Xyloglucans are the most abundant hemicellulose in the primary cell walls of dicotyledonous plants [54]. Xyloglucan is made up of a backbone of β(1,4)-linked glucose residues and generally branched with α(1,6)-linked xylose residues which often link to a β(1,2)-linked galactose residue sometimes followed by a α(1,2)-linked L-fucose residue. There were 9 enzymes participate in the metabolisms of xyloglucan [58]. The xyloglucan often contains glucose, xylose, and galactose in a molar ratio of approximately 4:3:1, which function as a storage polysaccharide. In contrast, the fucosylated xyloglucan is a structure polysaccharide in cell wall, which contain glucose, xylose, galactose and fucose of approximately 4:3:1:1 [59]. Our results displayed that xyloglucan glycosyltransferase (EC:2.4.1.168), xyloglucan 6-xylosyltransferase (EC:2.4.2.39), galactoside 2-α-l-fucosyltransferase (EC:2.4.1.69) genes were down-regulated in the first stages and then up-regulated and xyloglucan galactosyltransferase (EC:2.4.1.?) genes were gradually up-regulated, indicating that the synthesis of xyloglucan was enhanced. Besides, Endo-1,3;1,4-β-d-glucanase (EC:3.2.1.6), α-xylosidase (EC:3.2.1.177), α-l-fucosidase (EC:3.2.1.51), and β-galactosidase (EC:3.2.1.23) were down-regulated, suggesting that the degradation of xyloglucan was weakened. For glucose, xylose, and fucose residues of xyloglucan, the expression abundance of synthesis-related enzyme genes were higher than degradation-related enzyme genes. For galactose residues of xyloglucan, the expression abundance of synthesis-related enzyme genes were far less than degradation-related enzyme genes in the first stage and became close in the latest two stage. These gene expression patterns implied the accumulation of xyloglucans in cold-stored loquat fruits, especially the structure xyloglucans. Xyloglucan endotransglucosylase/hydrolase (EC:2.4.1.207) catalyzes the reversible formation of xyloglucan and grafts new xyloglucan molecules into the cell wall structure [60]. The enzyme genes were obviously up-regulated with the highest expression abundance among all enzyme genes in the predicted pathway, which illustrated the active cell wall strengthening in cold-stored loquat fruits.

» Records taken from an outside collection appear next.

PR #30, opened 2020-09-21
Add some examples of using the model SDK

cdraper-CS:


models/iris/train.py
```diff
@@ -0,0 +1,49 @@
...
+
+    from sklearn import datasets
+
+    # Bring in test and training data.
+    x, y = datasets.load_iris(return_X_y=True)
+    x_train,x_test,y_train,y_test=train_test_split(x,y,test_size=.5)
+
+    # Create an encoder
+    cat_columns = [] # All columns are numeric
+    encoder = CatEncoder(cat_columns, pd.DataFrame(x), normalize=True)
```
laguirre-cs, line 25: I think only the training dataset (`x_train`) is supposed to be passed to the encoder here, to avoid leaking any info about the test dataset (and invalidate the model accuracy below).

laguirre-cs (commented):
Mostly looks good, there just a good amount of minor formatting issues that should be addressed

models/iris/train.py
cdraper-CS: I double-checked with my resident expert, and its correct to pass the while dataset so that the encoder knows about all of the categories etc.

models/german_credit/README.md
```diff
@@ -0,0 +1,108 @@
...
+ The example shows how to use the Certifai Model SDK to wrap trained models into services
+ so they can be scanned using the
+ [Certifai toolkit](https://cognitivescale.github.io/cortex-certifai/docs/about).
+
+Specifically, it shows how to use the Certifai toolkit to:
+ * wrap a single model as a service
+ * implement a composite service that wraps multiple models
+ * scan the models
+
+## Wrap a single model as a service
```
smichalski-cs, line 16: The steps in the section below should be numbered.

models/german_credit/README.md
```diff
@@ -0,0 +1,108 @@
...
+Response from mlp/predict: [200] {"payload":{"predictions":[1]}}
+
+Response from svm/predict: [200] {"payload":{"predictions":[1]}}
+
+Response from health: [200] OK
+Response from shutdown: [200] Shutting down
+```
+At the end of the tests, the service is shutdown using the `shutdown` endpoint.
+
+## Scan models
```
smichalski-cs, line 88: These steps should also be numbered

models/iris/README.md
```diff
@@ -0,0 +1,66 @@
...
+
+ The example shows how to use the Certifai Model SDK to wrap trained models into services
+ so they can be scanned using the
+  {Certifai toolkit](https://cognitivescale.github.io/cortex-certifai/docs/about).
+
+ Specifically, it shows how to use the Certifai toolkit to:
+  * wrap a single model as a service, using a customized wrapper
+  * scan the model
+
+## Wrap a single model using a customized wrapper
```
smichalski-cs, line 15: number the steps, please

models/iris/README.md
```diff
@@ -0,0 +1,66 @@
...
+```
+The tests create output similar to:
+```
+Response from model: [200] {"payload":{"predictions":[0,1,2]}}
+
+Response from shutdown: [200] Shutting down
+```
+At the end of the tests, the service is shutdown using the `shutdown` endpoint.
+
+## Scan model
```
smichalski-cs, line 52: more numbered steps here

models/iris/README.md
```diff
@@ -0,0 +1,66 @@
+# Iris classification example
+
+This example uses the [Iris plants dataset](https://scikit-learn.org/stable/datasets/index.html#iris-dataset)
+ provided with sklearn. This is a multi-class classification use case with no
+ favorability (outcomes are not favorable or unfavorable).
+
+ The example shows how to use the Certifai Model SDK to wrap trained models into services
+ so they can be scanned using the
+  {Certifai toolkit](https://cognitivescale.github.io/cortex-certifai/docs/about).
```
laguirre-cs, line 9: Last misformatted link! Just need to replace { with [

laguirre-cs (approved):
One last link to fix, but aside from that LGTM.

models/iris/README.md
cdraper-CS: aargh!

models/iris/iris_scanner_definition.yaml
```diff
@@ -0,0 +1,94 @@
...
+
+# The `dataset_schema` section contains schema details about the datasets to be evaluated.
+dataset_schema:
+  outcome_column: 'species'
+  feature_schemas:
+  - feature_name: sepal_length
+    data_type: numerical-float
+    min: 4.3
+    max: 7.9
+    spread: 0.7000000000000002
```
akumar-cs, line 45: for numerical features, this is not necessarily needed as it is computed but doesn't do any harm to include

akumar-cs (approved):
looks good to go

smichalski-cs (approved):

Mannans have structural functions that cross-link cellulose and other main hemicelluloses in cell walls [61]. The expression abundance of α-1,3/1,6-mannosyltransferase (EC:2.4.1.257/2.4.1.132) genes were similar to α-mannosidase (EC:3.2.1.24) genes, indicating the content of mannans was relatively stable. Glucomannan is a structural hemicellulose in plant secondary cell walls, which is consist of β(1,4)-linked D-mannose and D-glucose at a ratio of 1.6:1, with about 8% branching [62]. The expression abundance of glucomannan 4-β-mannosyltransferase (EC:3.4.1.32) were far lower than mannosyl-oligosaccharide glucosidase (EC:3.2.1.106) that suggested the glucomannan might be degraded. Therefore, the increased content of hemicellulose in cold-stored loquat fruits might attribute to the accumulations of xylans and xyloglucans, which were caused by the expression of related enzyme genes.

4. Conclusions

In conclusion, we reported the transcriptomic responses in E. japonica fruits during postharvest cold storage using the RNA-seq technology and de novo analysis based on Illumina HiSeqTM 4000 platform. Firstly, our results displayed the overall transcriptomic responses of loquat fruits under postharvest cold storage stress. Besides, we found that protein kinases and phosphatases, and Ca2+ signal components were related to the cold adaption of postharvest loquat fruits. Finally, we predicted a putative pathway related to the major sugars and polysaccharides metabolisms to further investigate the changes of these saccharides in cold-stored loquat fruit. Taken together, these results provide a foundation and orientation for future studies on improving the postharvest life of E. japonica.